About this task — Here is a listing. Set it down again exactly.

Source material —
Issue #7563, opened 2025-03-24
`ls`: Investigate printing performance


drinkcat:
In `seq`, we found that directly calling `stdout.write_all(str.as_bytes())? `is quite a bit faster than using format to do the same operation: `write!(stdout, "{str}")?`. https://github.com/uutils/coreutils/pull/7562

Answer —
Issue #7563, opened 2025-03-24
`ls`: Investigate printing performance


drinkcat:
In `seq`, we found that directly calling `stdout.write_all(str.as_bytes())? `is quite a bit faster than using format to do the same operation: `write!(stdout, "{str}")?`. https://github.com/uutils/coreutils/pull/7562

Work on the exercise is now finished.